What comes next is even more heartbreaking. When there are more than 2 fused sutures it is called "Multiple Suture Craniosynostosis". When this condition happens in a child with a syndrome it is called "Multiple Suture Syndromic Craniosynostosis". It is recommended that surgery to open up and mold the skull happens before 12 months. Clearly this is not the case for us. This was missed by so many specialists it is beyond ridiculous. Due to this fact, it is now a very complex, complicated process and my understanding is that it is repaired one suture at a time.
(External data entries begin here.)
PR #159, opened 2022-10-09
Cache coverage reports against master

aconrad:
WIP: currently using Github Action [cache](https://github.com/actions/cache) to store coverage artifacts of `master` branch. But artifacts are only accessible for a week.

> A repository can have up to 10GB of caches. Once the 10GB limit is reached, older caches will be evicted based on when the cache was last accessed. Caches that are not accessed within the last week will also be evicted.

[Source](https://github.com/actions/cache#cache-limits).

Given how infrequent the development against `master` is, the coverage generated by the `master` branch is unlikely to be available the next time a new PR is opened and coverage diff won't be able to work.


goatwu1993:
I had setup a similar workflow, PR comment included(if anyone is interested...)

.github/workflows/build-and-test-pycobertura.yml
```diff
@@ -14,16 +14,26 @@ jobs:
...
       - name: Install dependencies
         run: |
           python -m pip install --upgrade pip
           python -m pip install tox tox-gh-actions
+
       - name: Test with tox
         run: tox
+        
+      - name: Upload coverage artifact
+        if: ${{ env.GITHUB_REF_NAME == 'master' }}
```
goatwu1993, line 35: if: ${{ github.event_name == 'push' }}

PR #173, opened 2023-10-08
Fix: Number of files in delta reporter

ulasozguler:
When number of files with coverage change is less then total number of files in coverage report, `DeltaReporter.per_file_stats` throws a "IndexError: list index out of range" exception. 

In test case, both coverage files have 3 items. One of the items in `new-coverage.xml` has coverage change.


CHANGES.md
```diff
@@ -2,6 +2,8 @@
 
 ## Unreleased
 
+- Fix `pycobertura diff` bug related to number of changed files. Thanks @ulasozguler
```
aconrad, line 5: Can we be more specific? Maybe reuse the wording used in the PR's description.

ulasozguler: Done.

aconrad (approved):
Thanks for fixing this! Much appreciated!

aconrad:
Released as v3.2.2

PR #174, opened 2023-12-07
Return None if branch-rate is absent

starcruiseromega:
If "branch-rate" isn't present in the XML, this method tries to return `float(None)`. I believe that branch-rate isn't required, at least by the "loose" Cobertura spec, but either way it seems more useful to be less strict.

### DIFF
--- a/pycobertura/cobertura.py
+++ b/pycobertura/cobertura.py
@@ -123,11 +123,13 @@ class Cobertura:
         Return the global branch rate of the coverage report. If the
         `filename` file is given, return the branch rate of the file.
         """
+        branch_rate = None
         if filename is None:
-            return float(self.xml.get("branch-rate"))
+            branch_rate = self.xml.get("branch-rate")
         else:
             classElement = self._class_elements_by_file_name[filename][0]
-            return float(classElement.get("branch-rate"))
+            branch_rate = classElement.get("branch-rate")
+        return None if branch_rate is None else float(branch_rate)
 
     @memoize
     def missed_statements(self, filename):


tests/test_cobertura.py
```diff
@@ -33,6 +33,10 @@ def test_parse_string():
         xml_string = f.read()
     assert ET.tostring(Cobertura(xml_path).xml) == ET.tostring(Cobertura(xml_string).xml)
 
+def test_no_branch_rate():
+    from pycobertura import Cobertura
+
+    assert Cobertura('tests/cobertura-no-branch-rate.xml').branch_rate() == None
```
aconrad, line 39: Can we move this test close to `test_branch_rate` below?

CHANGES.md
```diff
@@ -2,6 +2,8 @@
 
 ## Unreleased
 
+* Fix: Cobertura.branch_rate() returns None when branch rate is absent instead of raising TypeError
```
aconrad, line 5:
```suggestion
* Fix: `Cobertura.branch_rate()` returns `None` when `branch-rate` is absent from the Cobertura coverage report instead of raising `TypeError`. Thanks @starcruiseromega
```

aconrad (approved):

starcruiseromega:
Hi @aconrad ! Thanks for the merge and release, and sorry for the delay answering your question. We have an internal tool that tracks code coverage, and we use pycobertura to parse out the line coverage and branch coverage from users' reports. Most of them are generated by tools like pytest, but there are a few using languages like OCaml, for which branch coverage isn't very meaningful, so they don't have it in their reports.

PR #188, opened 2024-06-29
Add phorge-json format

tusooa:


tests/test_reporters.py
```diff
@@ -810,3 +810,41 @@ def test_delta_reporter__single_file_coverage_changed():
...
+def test_phorge_json_reporter():
+    from pycobertura.reporters import PhorgeJsonReporter
+
+    cobertura = make_cobertura('tests/dummy.source1/coverage.xml')
+    report = PhorgeJsonReporter(cobertura)
+
+    assert report.generate() == """\
+{
+    "dummy/__init__.py": "",
+    "dummy/dummy.py": "CCNCUU",
```
aconrad, line 824: What is N?

pycobertura/reporters.py
```diff
@@ -174,6 +174,28 @@ def generate(self):
...
+class PhorgeJsonReporter(Reporter):
+    """
+    A reporter that outputs a JSON object in the Phorge/Phabricator
+    coverage format. It is required to have the source files available.
+    """
+
+    def generate_one(self, filename):
+        statuses = self.cobertura.line_statuses(filename)
+        with self.cobertura.filesystem.open(filename) as f:
+            lines = ["N" for _ in f]
```
aconrad, line 186: Could we do something like `["N"] * len(f)`? On my phone now so I can't test.

pycobertura/reporters.py
```diff
@@ -174,6 +174,28 @@ def generate(self):
...
+            for lineNum, covered in statuses:
+                lines[lineNum - 1] = "C" if covered else "U"
```
aconrad, line 188: I have a long overdue PR that will introduce partially covered lines. Is there a character you'd like to use when I merge this PR eventually?

aconrad (commented):
Thanks for this! I'll take a closer look this week when I'm at my laptop.

tests/test_reporters.py
tusooa: This is described in https://we.phorge.it/book/phorge/article/arcanist_coverage/#building-coverage-support (I have put this link into README): N means "not executable"; C means "covered" and "U" means "not covered"

pycobertura/reporters.py
tusooa: As per phorge docs, it does not support partially covered lines.

pycobertura/reporters.py
tusooa: I don't think so, as the file handle is not an array at all.

```
] python -c 'with open("setup.cfg") as f: print(len(f))'
Traceback (most recent call last):
  File "<string>", line 1, in <module>
TypeError: object of type '_io.TextIOWrapper' has no len()

] python -c 'with open("setup.cfg") as f: print(len(["N" for _ in f]))'
50
```

PR #195, opened 2025-06-15
Feature/show columns

gro1m:
Another attempt of implementing show columns based on https://github.com/aconrad/pycobertura/pull/160.

### DIFF
--- a/.gitignore
+++ b/.gitignore
@@ -32,6 +32,7 @@ htmlcov/
 .tox/
 .coverage
 .cache
+.history
 nosetests.xml
 coverage.xml
 junit.xml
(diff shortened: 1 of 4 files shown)


gro1m:
This is why I only did for the `show` and not for the `diff` command yet and also no tests for the moment in order to get your feedback on priority.

aconrad:
@gro1m thanks so much for looking into this, I really appreciate it. I think it could be useful to have this feature since it was requested. Although honestly I don't know how common it is of a request. There aren't many columns to begin with.

But if we were to implement this in the least intrusive way, could we just pass the list of columns to render to the template? I understand it would be a waste of computation because we'd be gathering data for all columns and only rendering the ones we care at the end. But I feel it would be an easier implementation to begin with. What do you think?

PR #512, opened 2024-04-11
Inherit width/height in absolute positioning

wkozyra95:
When creating absolutely positioned element inherit the width/height of a parent if it's not provided.

I'll update docs in a follow up.

https://github.com/membraneframework-labs/video_compositor_snapshot_tests/pull/35


WojciechBarczynski (commented):
LGTM

PR #531, opened 2024-04-23
Do not warn on closed channel

wkozyra95:
When output receives eos based on `should_send_eos` condition the renderer is still active and producing frame. As a result this case is producing very noisy logs.

I'm changing that to debug for now to unblock next rc release, but in follow up I'll rework that code to warn if channel is closed but EOS was not sent yet.


WojciechBarczynski (commented):
LGTM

We may be looking at many, many skull and brain surgeries in Jayson's future. When the skull has gone this long being fused, it causes many problems within the head--- eye placement, vision, ear placement, hearing, mouth and jaw alignment issues, swallowing, respiratory issues, etc. Therefore, each skull surgery also tends to involve reconstruction of different facial features so that they can function properly. No, I have not been told this is our road. I just did research about Multiple Suture Syndromic Craniosynostosis and that is what I found.
And there is even more heartbreaking news. Not all craniosynostosis results in intracranial pressure, but Multiple Suture Syndromic Craniosynostosis has an extremely high likelihood of intracranial pressure. When it is not treated early on, typically before age 12 months, there is often short-term and long-term brain damage. We will never know, but to think that maybe some of my son's brain damage could have been prevented had we been more proactive is seriously heartbreaking.
My boy is in pain. He has pressure. And his life is in jeopardy. Intracranial pressure can cause increased seizures, brain damage, stroke and death. It is nothing to mess with. I am hoping and praying Jayson's pressure is not at a severe level and that perhaps we caught this in time before more permanent damage is made. I am hoping and praying Jayson's doctors act quickly and we can get quick answers with the best plan for the best outcome for Jayson. I also hope and pray I can keep my cool because I have never in my life experienced this level of anger and frustration. My concerns for his microcephaly, head shape, seizures, and brain have been dismissed so many times and now we are in crisis mode. Please keep my sweet boy in his prayers. Please keep his doctors in your prayers. Please pray for my and Mike's strength that we can go forward with faith and not crumble from the heartache. Thank you for all of your love and support. I will keep you updated.
Im so so so sorry Seester. We love you all & will keep you in our daily prayers.
ReplyDeleteI really hope y'all are able to get some much deserved answers soon. I cannot even begin to fathom how frustrating and overwhelming all of this is for you and Mike. You are always in the back of my mind somewhere.